With assistance from wheelchair rugby development sponsor ETU, Disability Sport & Recreation was able to send a team of players to represent Victoria at the annual south-east Asian wheelchair rugby competition, the Bali 4’s.
The trip was an opportunity to develop the sport of wheelchair rugby in South East Asia as well as develop the skill level of the Victorian players.
While wheelchair rugby has been played in south-east Asia for a few years, there isn’t a lot of opportunity for development at an individual or team level.
So in addition to the Victorian players attending, Naz Erdem was invited by the Bali Sports Foundation to do some coaching with up and coming nations taking up the sport of wheelchair rugby.
“I flew in a few days before my team mates, so I could spend time coaching the other teams,’ says Naz.
“Some players had a good understanding of the game, but others had only been playing for a few months.
“I went through the basics teaching them wheelchair skills, ball skills, offensive and defensive tactics.
“There was a language barrier with most of the players, which made it frustrating, humorous, and repetitive in trying to get a message across.
“It was great practice for me in trying to communicate in different ways.
“Our team was by far the strongest in the competition, but we made an effort to let the other teams develop and well as some of our newer players.
“Each player was given the opportunity of being the main ball handler to develop their skills.”
The competition included teams from Indonesia, Malaysia and a combined Timor Leste/Singapore team with a friendly hand from one American.
On the day of the competition, the honour of officially opening the games went to Helena Studdert, the Australian Consul-General to Bali.
For Harlequins player, Will Taylor, this was his first chance to play an international wheelchair rugby competition.
“It was great to get out of the cold and head to Bali with some good friends that I had made while playing wheelchair rugby in Victoria,” says Will.
“It was even better that some were my team mates from the Harlequins.

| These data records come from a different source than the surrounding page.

PR #2053, opened 2026-05-13
perf(dcl): split CRDT recv into wait + drain to reuse JS recv buffer

manuelmaceira:
## What

Replaces \`op_crdt_recv_from_renderer\` (returned \`Vec<Vec<u8>>\` via \`#[serde]\`, which made V8 allocate a fresh BackingStore per inner Vec on every recv) with two ops:

- **\`op_crdt_recv_wait\`** (async): waits on the renderer channel, builds a single framed \`Vec<u8>\` payload \`[u32 LE main_crdt_len][main_crdt bytes][data bytes]\`, stashes it in op_state, returns total length.
- **\`op_crdt_recv_drain\`** (sync \`#[fast]\`): copies the stashed bytes into the JS-owned \`#[buffer] &mut [u8]\` \`out\`. Returns 0 if \`out\` was too small (caller grows buffer + retries).

JS side keeps a 64 KB persistent buffer that grows on demand. \`decodeRecv\` reads the 4-byte length prefix to split off main_crdt + data without allocating new Uint8Arrays for the backing buffers.

## Why

Profile on Samsung A54 (Genesis Plaza) showed Thread-14 (V8 isolate of the GP scene) was at 31.9 % of CPU, with **24.1 % spent in \`Builtin_ArrayBufferConstructor\`** and **20.6 % in GC scavenge**. The bottleneck wasn't compute — V8 was thrashing the BackingStore allocator on every CRDT recv tick (one fresh allocation per Vec<u8> in the serde-returned payload).

Reusing the JS buffer means: 0 new BackingStores per tick after the first, drastically less GC pressure, V8 thread frees up CPU for the actual work.

| run | fps mean | frame_proc_ms |
|---|---:|---:|
| baseline (HEAD revert) | 14.48 | 74.7 |
| + async-png + TweenState | 17.09 | 63.9 |
| **+ CRDT recv split (this)** | **18.03** | **69.3** |

**+3 FPS / +20%** on the V8-thread-bound case. The frame_proc bumped 64 → 69 ms because the win is *upstream* of frame_proc — V8 catches up faster, so frame_proc starts seeing the work that was previously held back.

## Files

- \`lib/src/dcl/js/engine.rs\`: new op pair + \`PendingRecvBuffer\` op_state stash.
- \`lib/src/dcl/js/js_modules/EngineApi.js\`: 64 KB persistent buffer + grow-on-demand + frame-prefix decoder.

Extracted from \`feat/rendering-server-animations-1948\` commit \`6262c41e\` for isolated A/B benchmarking.

### DIFF
--- a/lib/src/dcl/js/engine.rs
+++ b/lib/src/dcl/js/engine.rs
@@ -42,8 +42,23 @@ use super::{
 
 // list of op declarations
 pub fn ops() -> Vec<OpDecl> {
-    vec![op_crdt_send_to_renderer(), op_crdt_recv_from_renderer()]
+    vec![
+        op_crdt_send_to_renderer(),
+        op_crdt_recv_wait(),
+        op_crdt_recv_drain(),
+    ]
 }
+
+/// Framed recv buffer produced by `op_crdt_recv_wait`, drained into a
+/// JS-owned `Uint8Array` by `op_crdt_recv_drain`.
+///
+/// Layout: `[u32 LE main_crdt_len][main_crdt bytes][data bytes]`.
+///
+/// Two ops because async ops can't take `#[buffer] &mut [u8]` (deno_core:
+/// the borrow can't span an `await`). The split lets JS reuse the same
+/// `Uint8Array` across every recv — no per-call V8 BackingStore allocation
+/// in steady state.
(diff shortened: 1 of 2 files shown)


kuruk-mm:
Already merged in main with another PR

PR #2054, opened 2026-05-13
perf: async impostor PNG save + TweenState emit-on-transition

manuelmaceira:
## What

Two CPU wins identified by post-async-png profiling on Samsung A54 (Genesis Plaza).

### 1. Async impostor PNG save (\`avatar_scene.rs\`)

Profile showed \`Image::save_png\` 13.8 % inclusive on the Android VkThread, with \`longest_match\` (zlib hot loop) at 6.4 % self-time — the synchronous encode was running on the render thread. Each impostor capture (256×512 RGBA) hit that path directly, pinning A54 at ~14 FPS regardless of GPU work.

Snapshot the RGBA8 mip0 on the main thread before \`generate_mipmaps\` (a 0.5 MB memcpy), then hand the bytes off to a tokio blocking worker that does the encode + atomic write (\`<path>.tmp\` → rename so a partial crash never leaves a half-written PNG on disk).

### 2. TweenState emit-on-transition (\`tween.rs\`)

\`TweenState\` was emitted to JS every frame (\`TsActive\` per-tick keep-alive). On the GP benchmark trace that meant **15162 dirty entries/frame** just for Tween updates — flooding the V8↔Rust CRDT pipeline.

Track \`last_emitted_state\` per Tween; only \`put()\` when the state transitions. For active tweens this drops to one initial put + one on completion — measured **15162 → 331 dirty entries/frame (-98 %)** on the benchmark trace.

| run | fps mean | frame_proc_ms |
|---|---:|---:|
| baseline (HEAD revert) | 14.48 | 74.7 |
| **+ async-png + TweenState (this)** | **17.09** | **63.9** |

**+2.6 FPS / +18%**. Pure CPU win — VkThread reclaims time previously stolen by zlib encode + CRDT thrash.

## Why bundled

Both fixes target the **CPU side of the same frame budget** (VkThread + V8 isolate respectively) and the bench A/B above was measured together. The original commit grouped them; splitting would just create two PRs that have to be benched together anyway.

## Files

- \`lib/Cargo.toml\` / \`Cargo.lock\`: adds the tokio blocking worker dep
- \`lib/src/avatars/avatar_scene.rs\`: async PNG path (+137)
- \`lib/src/scene_runner/components/tween.rs\`: transition-only emit (+32)

Extracted from \`feat/rendering-server-animations-1948\` commit \`4b35522f\` for isolated A/B benchmarking.

### DIFF
--- a/lib/Cargo.lock
+++ b/lib/Cargo.lock
@@ -899,6 +899,7 @@ dependencies = [
  "once_cell",
  "oslog",
  "paranoid-android",
+ "png",
  "poll-promise",
  "prost 0.11.9",
  "prost-build 0.11.9",
@@ -1341,6 +1342,15 @@ dependencies = [
  "simdutf8",
  "tokio",
  "utf-8",
+]
+
+[[package]]
+name = "fdeflate"
+version = "0.3.7"
+source = "registry+https://github.com/rust-lang/crates.io-index"
+checksum = "1e6853b52649d4ac5c0bd02320cddc5ba956bdb407c4b75a2c6b75bf51500f8c"
+dependencies = [
+ "simd-adler32",
 ]
 
 [[package]]
@@ -2618,6 +2628,7 @@ source = "registry+https://github.com/rust-lang/crates.io-index"
 checksum = "e2d80299ef12ff69b16a84bb182e3b9df68b5a91574d3d4fa6e41b65deec4df1"
 dependencies = [
  "adler2",
+ "simd-adler32",
 ]
 
 [[package]]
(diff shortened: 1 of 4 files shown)


manuelmaceira:
Superseded by #2025 (perf stack). Both features of this PR are already folded into `feat/performance-maximizing`:

- **Async impostor PNG save** → `avatar_scene.rs::save_cached_texture_async()` (moves zlib encode off the render thread).
- **TweenState emit-on-transition** → `tween.rs` `last_emitted_state` gating (skips per-frame TweenState puts when state hasn't transitioned).

Closing as not-planned; the work ships via #2025.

“Our first day of games were against Indonesia and then the team that played under Timor Leste.
“These games were a hard battle and we were pushed to the finish by both teams.
“We won both games, although it was hot and humid – luckily the sea breeze made playing outside under the shade almost perfect conditions.
“When we weren’t competing, some of our players went to play for Timor Leste to show them new skills and we helped Malaysia train before their game.
“Matt even put on a demo match were everyone got involved – even the volunteers – so they could see what the sport was all about.
“On the final day of competition, the Victorian team was very strong and ended up winning the tournament, but the real win was seeing how much all of the teams improved across the tournament.
“We had some amazing nights out as a team, discovering the many food outlets of Bali as well as the hospitality of the Bali Sports Foundation.
“Thanks to DSR and ETU for this opportunity to meet new friends, learn new skills and play some great rugby.”